ACTION ITEM:
Go through the records below and return each line that has "bindings" in it.

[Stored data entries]
PR #697, opened 2026-04-09
bindings: update build for swift bindings

lvaccaro:
1. Add support for legacy x86_64 ios simulator and merge ios-sim libraries into one with `lipo`
2. Apple compliant framework distribution:
- creating swift bindings
- creating a wrapper project with `xcodegen`, instead maintain a full .xcproject
- archiving both platforms
- assembling the final xcframework


cdecker:
Thank youuuu 🙏

PR #700, opened 2026-04-14
glcli: fundchannel rpc make new channels private

Lagrang3:
Make new channels private by default.


cdecker:
Excellent change, thanks. We migth want to revisit for the enterprise variant as they'll want to make it routable, but for end-users this is the right thing to do.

TASK OUTPUT:
bindings: update build for swift bindings
- creating swift bindings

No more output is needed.